● EXERCISE DIRECTIONS:
Reproduce the listing that follows with no differences at all.

● INPUT DATA:
PR #1093, opened 2022-10-25
Various dependency updates (inc major version bumps)

ethax-ross:
WIP

[Trello-3790](https://trello.com/c/hlRw9nZ7/3790-update-property-changed-fluent-validation)

Various dependency updates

● SOLUTION:
PR #1093, opened 2022-10-25
Various dependency updates (inc major version bumps)

ethax-ross:
WIP

[Trello-3790](https://trello.com/c/hlRw9nZ7/3790-update-property-changed-fluent-validation)

Various dependency updates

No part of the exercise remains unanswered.